**Directions for this task:**
Copy every line of the data that contains the string "again".

Saved entries
────────────────────

PR #2491, opened 2020-03-23
Fixes ILU0 when using flexible solvers.

### LINKED ISSUE #2490: FlexibleSolver with defaults never recalculates ILU pattern.
We end up with
```
Dune::DummyUpdatePreconditioner<Opm::ParallelOverlappingILU0<Dune::BCRSMatrix<Opm::MatrixBlock<double, 3, 3>, std::allocator<Opm::MatrixBlock<double, 3, 3> > >, Dune::BlockVector<Dune::FieldVector<double, 3>, std::allocator<Dune::FieldVector<double, 3> > >, Dune::BlockVector<Dune::FieldVector<double, 3>, std::allocator<Dune::FieldVector<double, 3> > >, Dune::Amg::SequentialInformation> >::update
```
which does nothing and we run into convergence issues for the simplest cases.

blattms:
when running flow_blackoil_dunecpr with the defaults we experienced severs convergence issues with SPE1CASE2, because the decomposition was never recalculated. This is fixed in PR.

Closes #2490

### DIFF
--- a/opm/simulators/linalg/PreconditionerFactory.hpp
+++ b/opm/simulators/linalg/PreconditionerFactory.hpp
@@ -156,26 +156,20 @@ private:
         using C = Comm;
         doAddCreator("ILU0", [](const O& op, const P& prm, const C& comm) {
             const double w = prm.get<double>("relaxation");
-#if DUNE_VERSION_NEWER(DUNE_ISTL, 2, 7)
-            return wrapBlockPreconditioner<DummyUpdatePreconditioner<SeqILU<M, V, V>>>(comm, op.getmat(), w);
-#else
-            return wrapBlockPreconditioner<DummyUpdatePreconditioner<SeqILU0<M, V, V>>>(comm, op.getmat(), w);
-#endif
+            return std::make_shared<Opm::ParallelOverlappingILU0<M, V, V, C>>(
+                op.getmat(), comm, 0, w, Opm::MILU_VARIANT::ILU);
         });
         doAddCreator("ParOverILU0", [](const O& op, const P& prm, const C& comm) {
             const double w = prm.get<double>("relaxation");
             // Already a parallel preconditioner. Need to pass comm, but no need to wrap it in a BlockPreconditioner.
-            return wrapPreconditioner<Opm::ParallelOverlappingILU0<M, V, V, C>>(
+            return std::make_shared<Opm::ParallelOverlappingILU0<M, V, V, C>>(
                 op.getmat(), comm, 0, w, Opm::MILU_VARIANT::ILU);
         });
         doAddCreator("ILUn", [](const O& op, const P& prm, const C& comm) {
             const int n = prm.get<int>("ilulevel");
             const double w = prm.get<double>("relaxation");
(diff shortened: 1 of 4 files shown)


blattms:
Not sure whether this is even built by jenkins.

blattms:
jenkins build this please

blattms:
Needs some more testing before merge.

blattms:
Locally tested. Convergence issues are gone with these changes.  Defaults are still not the same (e.g. --ilu-relaxation=1.0 versus flow using --ilu-relaxation=0.9). Ready for merge,

opm/simulators/linalg/PreconditionerFactory.hpp
```diff
@@ -156,26 +156,20 @@ class PreconditionerFactory
         using C = Comm;
         doAddCreator("ILU0", [](const O& op, const P& prm, const C& comm) {
             const double w = prm.get<double>("relaxation");
-#if DUNE_VERSION_NEWER(DUNE_ISTL, 2, 7)
-            return wrapBlockPreconditioner<DummyUpdatePreconditioner<SeqILU<M, V, V>>>(comm, op.getmat(), w);
-#else
-            return wrapBlockPreconditioner<DummyUpdatePreconditioner<SeqILU0<M, V, V>>>(comm, op.getmat(), w);
-#endif
+            return std::make_shared<Opm::ParallelOverlappingILU0<M, V, V, C>>(
```
atgeirr: This change (together with the "ILUn" change below) seems to eliminate the option to run the Block Jacobi/SeqILU preconditioner combination?

blattms: Well, flow does not use that combination either (see ISTLSolverEbos.hpp). If I am not completely mistaking `ParallelOverlappingILU0` should do the same if the matrix is correctly set up. My aim is to bring the codes paths closer together as they have been different  from the beginning and are diverging more and more...

The previous version using `DummyUpdatePreconditioner` never recalculated the decomposition as its update method is a no-op.

atgeirr: > Well, flow does not use that combination either (see ISTLSolverEbos.hpp). If I am not completely mistaking `ParallelOverlappingILU0` should do the same if the matrix is correctly set up. My aim is to bring the codes paths closer together as they have been different from the beginning and are diverging more and more...

I know regular Flow does not use that combination, just thought it was nice to offer the option (more options to experiment with is better). Which code paths is it you want to bring together?

blattms:
As it was, it was basically broken (admittedly, I did not check the parallel version).

The code paths are the various ISTLSolver*.hpp files which have diverged quite dramatically and will otherwise continue to do so.

blattms:

blattms:
If you insist I will add the ILU0 and ILUn stuff again...

atgeirr:
> If you insist I will add the ILU0 and ILUn stuff again...

No I will not insist. I'll merge now. If we decide we want to re-add it, it would not be hard. It may be a little bit misleading to have both "ILU0" and "ParOverILU0" yield the same preconditioner, but it's not a problem, and it makes the change backwards compatible.

blattms:
Cool, thanks.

────────────────────

**Written reply:**
If you insist I will add the ILU0 and ILUn stuff again...
> If you insist I will add the ILU0 and ILUn stuff again...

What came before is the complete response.